第27話 ドクター!私、地獄巡りしますね!
さて、肉塊になって遊ばれているドクターは放置して、私は何をしましょう?
それは決まっています!
ドクターが魔改造した地獄を見て回るのです!
閻魔さんに許可をもらい、案内役は妖狐のヨーコさんに頼みました。
理由は簡単
面識がある事
名前がある事
空を自由に移動できる事
以上、単純な理由です。
ヨーコさんは、異世界風に言うなら『空間移動』『縮地』『浮遊』というスキル持ちに属します。
つまり、風魔法、もしくは風魔術。
習得した能力ではないので、この場合、風魔法に該当するでしょうか?
私はもちろん、足の裏からの『ブレス飛行』。
龍のブレスは、ただ口から吐いて攻撃をするだけのものにあらず!です。
もっとも、ヨーコさんには『普通、そんな事できないからね』と、ツッコまれましたが…。
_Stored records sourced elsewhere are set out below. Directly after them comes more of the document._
PR #659, opened 2021-05-26
parser: Stop pretending we support encodings other than UTF-8

dnicolodi:
During the work on the include directive I had to think about which encoding to use for the included files. And I realized that our encoding support is mostly a joke. Ripping it out completely is easier and more honest.

The parser does not really understand any encoding other than UTF-8. Support for other encodings is limited to string literals, which makes sense only for a very limited subset of encodings.

The limited support for other encodings is not exposed to the command line tools and no one ever complained, so I assume that all Beancount users use systems with UTF-8 default encoding or arrange for their ledgers to be encoded in UTF-8 or in an encoding which is subset equivalent to UTF-8 like ascii or latin1.

I stopped at the innermost interface layer in removing the `encoding` argument to parser functions. It can be removed all the way and we can be happy supporting UTF-8 only (which is not a bad choice in 2021, IMHO) or we can support ether encodings via transparent recoding using, for example, `codecs.EncodedFile`.

### DIFF
--- a/beancount/loader_test.py
+++ b/beancount/loader_test.py
@@ -388,8 +388,8 @@ class TestLoadIncludesEncrypted(encryption_test.TestEncryptedBase):
 
         self.assertFalse(errors)
         self.assertEqual(2, len(entries))
-        self.assertRegex(entries[0].meta['filename'], 'apples.beancount')
-        self.assertRegex(entries[1].meta['filename'], 'oranges.+count.asc')
+        self.assertTrue(entries[0].meta['filename'].endswith('/apples.beancount'))
+        self.assertTrue(entries[1].meta['filename'].endswith('/oranges.beancount.asc'))
 
 
 class TestLoadCache(unittest.TestCase):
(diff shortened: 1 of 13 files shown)


blais:
I'm pretty sure it wasn't "a joke," but I don't see a problem only supporting UTF8.

dnicolodi:
Maybe the intention was to support other encodings but the current code tries to do it only for string literals, and even there I am not sure it works for most encodings. I think the lexer could be in principle be fixed, but as long as we use Flex it is very hard to do. For things like encodings I thing supporting only one and clearly state it is better than incomplete support for many.

RE/flex explicitly supports UTF-8 and other encodings via trans-coding to UTF-8. A similar mechanism could be implemented for the Flex lexer. However, the include mechanism support (either the old one or the new one in #660) would need a way to specify the encoding of the included files. I think the added complexity outweights the advantages. Given that the command line tools do not really allow for selecting and encoding and no one complained, I think requiring UTF-8 encoding is the easiest solution.

Unless someone sees any drawback in it, I'll remove the encoding parameter from the parser functions and I'll see if the documentation needs to be extended to clarify that the ledgers needs to be in UTF-8.

PR #662, opened 2021-06-02
Amount units cannot be None

lijunle:
Instead, we should use `NULL_AMOUNT` for it.

### DIFF
--- a/beancount/core/data.py
+++ b/beancount/core/data.py
@@ -12,6 +12,7 @@ from decimal import Decimal
 from typing import Any, Dict, List, NamedTuple, Optional, Set, Union
 
 from beancount.core.amount import Amount
+from beancount.core.amount import NULL_AMOUNT
 from beancount.core.number import D
 from beancount.core.position import Cost
 from beancount.core.position import CostSpec
@@ -483,7 +484,7 @@ def create_simple_posting(entry, account, number, currency):
     if isinstance(account, str):
         pass
     if number is None:
-        units = None
+        units = NULL_AMOUNT
     else:
         if not isinstance(number, Decimal):
             number = D(number)


beancount/core/data.py
```diff
@@ -483,7 +484,7 @@ def create_simple_posting(entry, account, number, currency):
     if isinstance(account, str):
         pass
     if number is None:
-        units = None
+        units = NULL_AMOUNT
```
dnicolodi, line 487: What is triggering this change? `NULL_AMOUNT` is not used anywhere in the codebase (I would not be surprised if it is a left over from some old incarnation of the code) and I am sure there are several places where the code explicitly checks for `None`.

lijunle: I cannot quite remember my case. Do a quick search in the GitHub code base like this, there are few places does not check `posting.units` is not `None` before access it.

> https://github.com/beancount/beancount/search?q=posting.units

For example, this one:

https://github.com/beancount/beancount/blob/e1716b492c7619682a6d7c33c4873aa41954af1e/beancount/parser/booking_method.py#L75

---

Btw, after I sent out this PR and had more coding with `Amount`. I found its inconvenience. As a literal type, it should has its own Amount.ZERO to be compatible with add/substrate/multiple/divide with any other Amount instances. However, due to the `.currency` check, the current `NULL_AMOUNT` is not much useful.

For example, I could like to add up all postings about `Expense:Restaurant`, here is *what I want*:

```py
restaurant_expense = Amount.ZERO
for p in entry.postings:
  if p.account == "Expense:Restaurant":
    restaurant_expense = Amount.add(restaurant_expense, p.units)
```

But without `Amount.ZERO`, I need to:

```py
restaurant_expense = None
for p in entry.postings:
  if p.account == "Expense:Restaurant":
    restaurant_expense = Amount.add(restaurant_expense, p.units) if restaurant_expense else p.units
```

It is kinds of annoying to do a simple add with `if-else`.

dnicolodi: I am not sure I follow. After booking there cannot be cases in which a postings with unspecified units. How do you end up with a ledger with transactions that have None in the units field?

lijunle: Good question! Here is the story, I have a couple of documents related to health transactions. I could like to put these documents into one single folder (e.g., under one account).

I was also using [link_document plug-in](https://github.com/beancount/fava/blob/main/src/fava/plugins/link_documents.py) to link the document with its corresponding transaction. It means, all these transactions need to have one ghost posting for the account of document. 

That is why I am writing code to append a zero amount posting to transactions (The method of this PR)


Later, I rewrite the login to link documents by myself, without the need about document’s account being a part of transaction. 

I don’t need the changes of this PR anymore although I could still suggest on the Amount.Zero situation.

dnicolodi: I still not understand what you are trying to do.

> Good question! Here is the story, I have a couple of documents related to health transactions. I could like to put these documents into one single folder (e.g., under one account).

This has nothing to do with postings or amounts, AFAICT.

> I am writing code to append a zero amount posting to transactions

This does not require you to look at the units in the existing posting either, AFAICT.

> I could still suggest on the Amount.Zero situation.

I don't understand what this `Amount.ZERO` thing is supposed to do.

The `amount.add` function (the `Amount` object does not have an `add` method you use in your example) allows you to add `Amount`s that have the same currency, thus in your code you must know in which currency the postings you are dealing with are, thus you can assign to the `restaurant_expense` variable in your example an explicit zero value in the right currency, for example `restaurant_expense = amount.Amount(decimal.Decimal('0.0'), 'EUR')`, or, shorter, `restaurant_expense = amount.A('0.0 EUR')`. What am I missing?

The idea of a special object that acts as a zero amount in all currencies is interesting and I see how it can make some operations easier, but it would require adapting all code paths that deal with `Amount`s to guard from this special object propagating in places where it cannot be dealt with. I don't think the advantages are such to justify this.

lijunle: Never mind. Let me focus on the Amount.Zero issue. What is the simple way to sum up *parts of* postings in one transaction? The postings could be any currency but same.

dnicolodi: Something like:
```python
amounts = [p.units for p in entry.postings]
total = functools.reduce(amount.add, amounts[1:], amounts[0])
```
or
```python
total = functools.reduce(amount.add, (p.units for p in entry.postings[1:]), entry.postings[0].units)
```
if you like one-liners.

blais:
Sorry guys I'm unable to participate in this right now, I have other urgent things to deal with. I'll get around to it eventually.

beancount/core/data.py
lijunle: That looks good! I am OK to close this PR if `NULL_AMOUNT` is legacy and not suggested to use.

dnicolodi: Also
```python
amounts = [p.units for p in entry.postings]
total = amount.Amount(sum(a.number for a in amounts), amounts[0].currency)
```
if you don't need to verify that all amounts are in the same currency.

blais: > What is triggering this change? `NULL_AMOUNT` is not used anywhere in the codebase (I would not be surprised if it is a left over from some old incarnation of the code) and I am sure there are several places where the code explicitly checks for `None`.

I agree with you Daniele, NULL_AMOUNT was probably a mistake. It's was really only used in the Position's sortkey a long time ago and its use has since been removed.
I'll remove it now (in v3).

まぁ、いいでしょう…何はともあれ、地獄巡りの始まりです!
私は、移動中、地獄巡りに際し、ある疑問を解決する事にしました。
元々、魔改造された地獄を見るのが本題なのですが、聞かずにはいられなかったからです。
答えてくれたのは、もちろんヨーコさん。
疑問①
何故、ドクターは選定神の存在や、異世界の存在を全く気にしてない(動じない)のか
答え
①地球の現世より、地獄での生活が長かったから、マヒしているだけ。
②異常思考のドクターは、地球の人類より、地獄の住人の方がウマが合うみたいだから。
③地球みたいな、堅苦しい法律がないから。
確かに…ドクターにとっては、現代の法律が邪魔で、自由に研究ができないからと、現代の生活を捨てて、時代を超える気満々でしたからね。
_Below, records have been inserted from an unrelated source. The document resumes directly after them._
PR #664, opened 2021-06-30
Fix meta handling of check_closing plugin

upsuper:
I believe the intention of the replace is to remove the `closing` from the posting, rather than overriding the meta of `entry` with the meta from `posting`. The current overriding just doesn't make any sense to me. It also causes issues like beancount/fava#1301.

### DIFF
--- a/beancount/plugins/check_closing.py
+++ b/beancount/plugins/check_closing.py
@@ -55,12 +55,13 @@ def check_closing(entries, options_map):
     new_entries = []
     for entry in entries:
         if isinstance(entry, data.Transaction):
-            for posting in entry.postings:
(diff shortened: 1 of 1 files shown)


blais:
SGTM, good find, but how come the test was working?
Can you change the test so it fails without your change, and then change the test so it passes?

upsuper:
I tried to change the test, yes, but the problem is that the test ignores the meta when comparing entries, so it's probably non-trivial to make the test check this.

The comparison happens here: https://github.com/beancount/beancount/blob/01fcd5d497f3f72b87d7e15c7975d5cbdd931bbb/beancount/core/compare.py#L133-L134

度重なる自己改造実験や、私みたいな人工生命体を作り出すような人は、人間より妖怪の方が、気があうかもしれません。
疑問②
何故、地獄の住人や妖怪達は、ドクターのいいなりになっているのか
答え
①改造されるのも、ある意味娯楽だから。
②地球では忌み嫌われ、排除される事も危害を加えられる事もある皆の治療を、難なくしてくれるから。
③ぶっちゃけ、逆らって勝てるとは思わないから。
つまり、ドクターに勝てる気はしないけど、面白い事をしてくれるし、治療もしてくれるから逆らわない…って事ですかね?
そして、ヨーコさんは付け加えました。
『私達、異世界に行っても、モンスターや亜人族扱いだしね』と。
場所によっては、討伐対象になったり、差別対象になったり…と、不都合の方が多いようです。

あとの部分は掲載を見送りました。